(Aim of the task)
Count the lines in the listing below that contain the word "believe" and report that number alone.

(Data excerpts)
PR #2827, opened 2019-04-09
feat(cf): Fetch created service key via SpEL

stuart-pollock:
spinnaker/spinnaker#4260

### DIFF
--- a/orca-core/src/main/java/com/netflix/spinnaker/orca/pipeline/expressions/functions/ServiceKeyExpressionFunctionProvider.java
+++ b/orca-core/src/main/java/com/netflix/spinnaker/orca/pipeline/expressions/functions/ServiceKeyExpressionFunctionProvider.java
@@ -1,0 +1,97 @@
+/*
+ * Copyright 2019 Pivotal, Inc.
+ *
+ * Licensed under the Apache License, Version 2.0 (the "License");
+ * you may not use this file except in compliance with the License.
+ * You may obtain a copy of the License at
+ *
+ *    http://www.apache.org/licenses/LICENSE-2.0
+ *
+ * Unless required by applicable law or agreed to in writing, software
+ * distributed under the License is distributed on an "AS IS" BASIS,
+ * WITHOUT WARRANTIES OR CONDITIONS OF ANY KIND, either express or implied.
+ * See the License for the specific language governing permissions and
+ * limitations under the License.
+ */
+
+package com.netflix.spinnaker.orca.pipeline.expressions.functions;
+
+import com.fasterxml.jackson.databind.ObjectMapper;
+import com.fasterxml.jackson.databind.node.TreeTraversingParser;
+import com.netflix.spinnaker.orca.ExecutionStatus;
+import com.netflix.spinnaker.orca.jackson.OrcaObjectMapper;
+import com.netflix.spinnaker.orca.pipeline.expressions.ExpressionFunctionProvider;
+import com.netflix.spinnaker.orca.pipeline.model.Execution;
+import com.netflix.spinnaker.orca.pipeline.model.Stage;
+import lombok.Data;
+import org.jetbrains.annotations.NotNull;
+import org.jetbrains.annotations.Nullable;
+import org.springframework.stereotype.Component;
+
+import java.io.IOException;
+import java.util.*;
+import java.util.function.Predicate;
+
+@Component
+public class ServiceKeyExpressionFunctionProvider implements ExpressionFunctionProvider {
+  private static final String CREATE_SERVICE_KEY_STAGE_NAME = "createServiceKey";
+  private static final ObjectMapper objectMapper = OrcaObjectMapper.newInstance();
+
+  @Nullable
+  @Override
+  public String getNamespace() {
+    return null;
+  }
+
+  @NotNull
+  @Override
+  public Collection<FunctionDefinition> getFunctions() {
+    return Collections.singletonList(
+      new FunctionDefinition("cfServiceKey", Arrays.asList(
+        new FunctionParameter(Execution.class, "execution", "The execution within which to search for stages"),
+        new FunctionParameter(String.class, "idOrName", "A stage name or stage ID to match")
+      ))
+    );
+  }
+
+  public static Map<String, Object> cfServiceKey(Execution execution, String idOrName) {
+    return execution.getStages()
+      .stream()
+      .filter(matchesServiceKeyStage(idOrName))
+      .findFirst()
+      .map(stage -> {
+        Map<String, Object> serviceKeyDetails = new HashMap<>();
+
+        Optional.ofNullable(stage.getContext().get("kato.tasks"))
+          .ifPresent(k -> {
+            List<Map<String, Object>> katoTasks = (List<Map<String, Object>>) k;
+            try {
+              ServiceKeyKatoTask katoTask = objectMapper.readValue(
+                new TreeTraversingParser(objectMapper.valueToTree(katoTasks.get(0)), objectMapper),
+                ServiceKeyKatoTask.class);
+              serviceKeyDetails.putAll(katoTask.getResultObjects().get(0).getServiceKey());
+            } catch (IOException e) {
+            }
+          });
+
+          return serviceKeyDetails;
+        })
+      .orElse(Collections.emptyMap());
+  }
+
+  private static Predicate<Stage> matchesServiceKeyStage(String idOrName) {
+    return stage -> CREATE_SERVICE_KEY_STAGE_NAME.equals(stage.getType()) &&
+      stage.getStatus() == ExecutionStatus.SUCCEEDED &&
+      (Objects.equals(idOrName, stage.getName()) || Objects.equals(idOrName, stage.getId()));
+  }
+
+  @Data
+  private static class ServiceKeyKatoTask {
+    private List<ServiceKeyResult> resultObjects;
+
+    @Data
+    private static class ServiceKeyResult {
+      private Map<String, Object> serviceKey;
+    }
+  }
+}
--- a/orca-core/src/test/java/com/netflix/spinnaker/orca/pipeline/expressions/functions/ServiceKeyExpressionFunctionProviderTest.java
+++ b/orca-core/src/test/java/com/netflix/spinnaker/orca/pipeline/expressions/functions/ServiceKeyExpressionFunctionProviderTest.java
@@ -1,0 +1,129 @@
+/*
+ * Copyright 2019 Pivotal, Inc.
+ *
+ * Licensed under the Apache License, Version 2.0 (the "License");
+ * you may not use this file except in compliance with the License.
+ * You may obtain a copy of the License at
+ *
+ *    http://www.apache.org/licenses/LICENSE-2.0
+ *
+ * Unless required by applicable law or agreed to in writing, software
+ * distributed under the License is distributed on an "AS IS" BASIS,
+ * WITHOUT WARRANTIES OR CONDITIONS OF ANY KIND, either express or implied.
+ * See the License for the specific language governing permissions and
+ * limitations under the License.
+ */
+
+package com.netflix.spinnaker.orca.pipeline.expressions.functions;
+
+import com.google.common.collect.ImmutableMap;
+import com.netflix.spinnaker.orca.ExecutionStatus;
+import com.netflix.spinnaker.orca.pipeline.expressions.ExpressionFunctionProvider.FunctionDefinition;
+import com.netflix.spinnaker.orca.pipeline.model.Execution;
+import com.netflix.spinnaker.orca.pipeline.model.Stage;
+import org.junit.jupiter.api.Test;
+
+import java.util.*;
+
+import static com.netflix.spinnaker.orca.ExecutionStatus.RUNNING;
+import static com.netflix.spinnaker.orca.ExecutionStatus.SUCCEEDED;
+import static com.netflix.spinnaker.orca.pipeline.model.Execution.ExecutionType.PIPELINE;
+import static java.util.Collections.*;
+import static org.assertj.core.api.Assertions.assertThat;
+
+class ServiceKeyExpressionFunctionProviderTest {
+  @Test
+  void getFunctionsShouldReturnOneFunctionWithTheCorrectNameWhichHasTwoParameters() {
+    ServiceKeyExpressionFunctionProvider functionProvider = new ServiceKeyExpressionFunctionProvider();
+    Collection<FunctionDefinition> functionDefinitions = functionProvider.getFunctions();
+
+    assertThat(functionDefinitions.size()).isEqualTo(1);
+    functionDefinitions.stream().findFirst().ifPresent(functionDefinition -> {
+      assertThat(functionDefinition.getName()).isEqualTo("cfServiceKey");
+      assertThat(functionDefinition.getParameters().get(0).getType()).isEqualTo(Execution.class);
+      assertThat(functionDefinition.getParameters().get(1).getType()).isEqualTo(String.class);
+    });
+  }
+
+  @Test
+  void serviceKeyShouldResolveForValidStageType() {
+    String user = "user1";
+    String password = "password1";
+    String url = "mysql.example.com";
+    Map<String, Object> serviceKey = new ImmutableMap.Builder<String, Object>()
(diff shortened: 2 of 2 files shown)


orca-core/src/test/java/com/netflix/spinnaker/orca/pipeline/expressions/functions/ServiceKeyExpressionFunctionProviderTest.java
```diff
@@ -0,0 +1,128 @@
...
+  @Test
+  void serviceKeyShouldReturnEmptyMapForNoResult() {
+    Map<String, Object> katoTaskMapWithoutResults = new ImmutableMap.Builder<String, Object>()
+      .put("id", "task-id")
+      .put("status", SUCCEEDED)
+      .put("history", Collections.emptyList())
+      .put("resultObjects", Collections.emptyList())
+      .build();
+    Execution execution = new Execution(PIPELINE, "stage-name-1", "application-name");
+    Map<String, Object> contextWithoutServiceKey = new HashMap<>();
```
marchello2000:
```
    Map<String, Object> contextWithoutServiceKey = new HashMap<>();
    contextWithoutServiceKey.put("parentStage", "parent-stage");
    contextWithoutServiceKey.put("account", "account-name");
    contextWithoutServiceKey.put("credentials", "my-account");
    contextWithoutServiceKey.put("region", "org > space");
```
is repeated a bunch of times, can make a helper function to make test more readable

orca-core/src/main/java/com/netflix/spinnaker/orca/pipeline/expressions/functions/ServiceKeyExpressionFunctionProvider.java
```diff
@@ -0,0 +1,103 @@
...
+        new FunctionParameter(String[].class, "ids", "A list of stage name or stage IDs to search")
+      ))
+    );
+  }
+
+  public static Map<String, Object> serviceKey(Execution execution, String... id) {
+    return execution.getStages()
+      .stream()
+      .filter(matchesServiceKeyStage(id))
+      .findFirst()
```
marchello2000: can there only be one `createServiceKeyStage`?

orca-core/src/main/java/com/netflix/spinnaker/orca/pipeline/expressions/functions/ServiceKeyExpressionFunctionProvider.java
```diff
@@ -0,0 +1,103 @@
...
+            }
+          });
+
+          return serviceKeyDetails;
+        })
+      .orElse(Collections.emptyMap());
+  }
+
+  private static Predicate<Stage> matchesServiceKeyStage(String... id) {
+    List<String> idsOrNames = Arrays.asList(id);
```
marchello2000: can/should be `final`

orca-core/src/main/java/com/netflix/spinnaker/orca/pipeline/expressions/functions/ServiceKeyExpressionFunctionProvider.java
```diff
@@ -0,0 +1,103 @@
...
+  @Override
+  public String getNamespace() {
+    return null;
+  }
+
+  @NotNull
+  @Override
+  public Collection<FunctionDefinition> getFunctions() {
+    return Collections.singletonList(
+      new FunctionDefinition("serviceKey", Arrays.asList(
```
marchello2000: my concern here is that this is the first function that is (sort of) provider specific. Perhaps worth prefixing it with `cf`, e.g. `cfServiceKey`? cc: @robzienert

marchello2000: Also, don't forget to document it here: https://github.com/spinnaker/spinnaker.github.io/blob/master/reference/pipeline/expressions/index.md

robzienert: This was actually the point of to `getNamespace` method. So cloud provider spel helpers could be prefixed with the provider name. Then calling the method would look like so:

```
${#cloudfoundry.serviceKey(...)}
```

All this said, I don't like our provider specific logic in `orca-core` but that's currently the what we do for the other spel helpers today so I figure something out for think it's fine for now. This seems a perfect candidate later on for plugins?

orca-core/src/main/java/com/netflix/spinnaker/orca/pipeline/expressions/functions/ServiceKeyExpressionFunctionProvider.java
stuart-pollock: IntelliJ complains:  `As private methods cannot be meaningfully overridden, declaring them final is redundant.`.  We've been suggested to follow IntelliJ's suggestions in the past.  It's also consistent with https://github.com/spinnaker/orca/blob/820148ef29850cdce320aa0af3cad484065f4989/orca-core/src/main/java/com/netflix/spinnaker/orca/pipeline/expressions/functions/DeployedServerGroupsExpressionFunctionProvider.java#L93.

orca-core/src/main/java/com/netflix/spinnaker/orca/pipeline/expressions/functions/ServiceKeyExpressionFunctionProvider.java
stuart-pollock: There may be multiple `createServiceKey` stages.  Each will have its own name, and we expect them to be addressed primarily by name rather than by id.  We have removed the spread operator.

orca-core/src/main/java/com/netflix/spinnaker/orca/pipeline/expressions/functions/ServiceKeyExpressionFunctionProvider.java
marchello2000: i meant the `idsOrNames`

stuart-pollock: We've eliminated the variable in response to another of your suggestions.

orca-core/src/main/java/com/netflix/spinnaker/orca/pipeline/expressions/functions/ServiceKeyExpressionFunctionProvider.java
ajordens: +1 on the namespacing, that was the intention.

orca-core/src/main/java/com/netflix/spinnaker/orca/pipeline/expressions/functions/ServiceKeyExpressionFunctionProvider.java
marchello2000: got it, so the above should be `"id"` instead of `"ids"` (in the params)

marchello2000:
looks good, just add the namespace and change `ids` to `id`

orca-core/src/test/java/com/netflix/spinnaker/orca/pipeline/expressions/ExpressionTransformTest.java
```diff
@@ -0,0 +1,95 @@
...
+    public String getNamespace() {
+      return "testNamespace";
+    }
+
+    @NotNull
+    @Override
+    public Collection<FunctionDefinition> getFunctions() {
+      return Collections.singletonList(
+        new FunctionDefinition("testFunctionInNamespace", singletonList(
+          new FunctionParameter(Execution.class, "functionParam", "Function param")
```
marchello2000: from the usage of how you have it above, this should be:
```
Arrays.asList(
        new FunctionParameter(Execution.class, "execution", "Execution param"),
        new FunctionParameter(String.class, "functionParam", "Function param")
))
```

instead of `singletonList`

orca-core/src/test/java/com/netflix/spinnaker/orca/pipeline/expressions/ExpressionTransformTest.java
```diff
@@ -0,0 +1,95 @@
...
+  void includeExecutionParameterDoesNotInsertNullNamespaceInExpressionFunctionProvider() {
+    String expression = "${#testFunctionNoNamespace(\"param\")}";
+    String expectedResult = "${#testFunctionNoNamespace( #root.execution, \"param\")}";
+
+    String result = expressionTransform.includeExecutionParameter(expression);
+
+    assertThat(result).isEqualTo(expectedResult);
+  }
+
+  private static class TestExpressionFunctionProviderWithNamespace implements ExpressionFunctionProvider {
```
marchello2000: nit: you could fold `TestExpressionFunctionProviderWithNamespace ` and `TestExpressionFunctionProviderWithoutNamespace` into a single class and then pametrize the `namespace` and the `params`

orca-core/src/main/java/com/netflix/spinnaker/orca/pipeline/expressions/ExpressionTransform.java
```diff
@@ -270,21 +270,31 @@ static String escapeSimpleExpression(String expression) {
...
-  private String includeExecutionParameter(String e) {
+  // Visible for testing
+  String includeExecutionParameter(String e) {
     String expression = e;
 
     // An expression aware function is any that takes an Execution as its first parameter
     Set<String> expressionAwareFunctions = new HashSet<>(EXECUTION_AWARE_FUNCTIONS);
-    expressionFunctionProviders.forEach(p -> {
-      p.getFunctions().forEach(f -> {
+    for (ExpressionFunctionProvider p : expressionFunctionProviders) {
```
marchello2000: i guess `namespace` was only implemented half-way, thank you for fixing it

marchello2000:
LGTM, but see if @ajordens has any other comments.

orca-core/src/test/java/com/netflix/spinnaker/orca/pipeline/expressions/functions/ServiceKeyExpressionFunctionProviderTest.java
```diff
@@ -0,0 +1,120 @@
...
+
+import static com.netflix.spinnaker.orca.ExecutionStatus.RUNNING;
+import static com.netflix.spinnaker.orca.ExecutionStatus.SUCCEEDED;
+import static com.netflix.spinnaker.orca.pipeline.model.Execution.ExecutionType.PIPELINE;
+import static java.util.Collections.emptyList;
+import static java.util.Collections.singletonList;
+import static java.util.Collections.singletonMap;
+import static org.assertj.core.api.Assertions.assertThat;
+
+class ServiceKeyExpressionFunctionProviderTest {
```
ajordens: For future reference, I still believe we can author tests in groovy (we just would prefer non-tests be java/kotlin).

Unit tests in strict java are still a little verbose for my liking (don't need to do this as part of this PR but consider it next time).

ajordens:
LGTM after the namespace `_` vs `.` clarification.

orca-core/src/test/java/com/netflix/spinnaker/orca/pipeline/expressions/ExpressionTransformTest.java
stuart-pollock: 👍

orca-core/src/test/java/com/netflix/spinnaker/orca/pipeline/expressions/ExpressionTransformTest.java
stuart-pollock: We think that the tests would benefit from being clear and explicit, since they serve essentially as documentation for the code.

orca-core/src/main/java/com/netflix/spinnaker/orca/pipeline/expressions/ExpressionTransform.java
```diff
@@ -270,21 +270,31 @@ static String escapeSimpleExpression(String expression) {
...
+      String namespace = p.getNamespace();
+      for (ExpressionFunctionProvider.FunctionDefinition f : p.getFunctions()) {
         if (!f.getParameters().isEmpty() && f.getParameters().get(0).getType() == Execution.class) {
-          expressionAwareFunctions.add(f.getName());
+          String functionName = f.getName();
+          if (namespace != null) {
+            String registeredFunction = namespace + "_" + functionName;
+            String nameSpaceFunction = namespace + "." + functionName;
+            expression = expression.replaceAll("#" + nameSpaceFunction + "\\(", "#" + registeredFunction + "(");
```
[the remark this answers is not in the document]
stuart-pollock: We feel that the consistency of using ‘.’ instead of ‘_’ as a delimiter in the incoming SpEL expression is consistent with the use of ‘.’ as a delimiter in Javascript (for example), and will thus lead to a better user experience.  Having the pattern of using ‘.’ in Deck (and in pipeline JSON), then transforming the ‘.’ into ‘_’ under the covers in Orca feels like a small technical and conceptual price to pay for a syntax which will pay dividends in the future.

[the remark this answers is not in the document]
robzienert: Seems reasonable to me. Can we get rid of `_`? So there is a true One Way to do things?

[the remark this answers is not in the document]
stuart-pollock: Unfortunately, I do not know of a way to tell the SpEL parser that the namespacing dots should not be considered a delimiter which introduces another token.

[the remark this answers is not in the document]
ajordens: My preference is to only support one way of using a namespace'd fn and it sounds like that needs to be `_` delimitated (rather than have to worry about converting back and forth between implementation and documentation).

Will merge after.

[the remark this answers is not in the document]
stuart-pollock: There is already some precedent for using . to delimit some scope at https://github.com/spinnaker/deck/blob/0333b67defc62ae77cf5e48096ce7ea4715c1a5b/app/scripts/modules/core/src/widgets/spelText/SpelAutocompleteService.ts#L54..L55.  I think that changing those names without understanding its impact is beyond the scope of our namespacing change.  Changing our implementation to support _ would make this inconsistent.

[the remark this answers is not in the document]
stuart-pollock: We have decided to remove namespacing from our change, in lieu of @marchello2000 's initial suggestion of `cfServiceKey` instead of either `cloudfoundry_serviceKey` or `cloudfoundry.serviceKey`.  If `_` is going to be used for namespacing, then nothing would really prevent us from using `_` as part of the function name in Orca.  This invites the question of why we would use namespaces, since there are now two ways to define a function which is exposed in Deck with `_` contained within its name.

orca-core/src/test/java/com/netflix/spinnaker/orca/pipeline/expressions/functions/ServiceKeyExpressionFunctionProviderTest.java
claymccoy: Is it okay to mix Groovy and Kotlin in the test section of a subproject? One reason that we are avoiding adding Groovy, even in tests, is to clear the way to use more Kotlin in the future and there are apparently issues with mixing Groovy and Kotlin.
Also, there are a lot of ways to write Kotlin tests and none of them are as succinct as Spock. Can you point to ideal examples? We typically use Kotlin, JUnit, assert4j, and mockito, but I've seen variance in the Spinnaker projects.

ajordens: I believe it is fine ... I also suspect we should be more strict on what ends up living in a `-core` artifact.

(Task solution)
2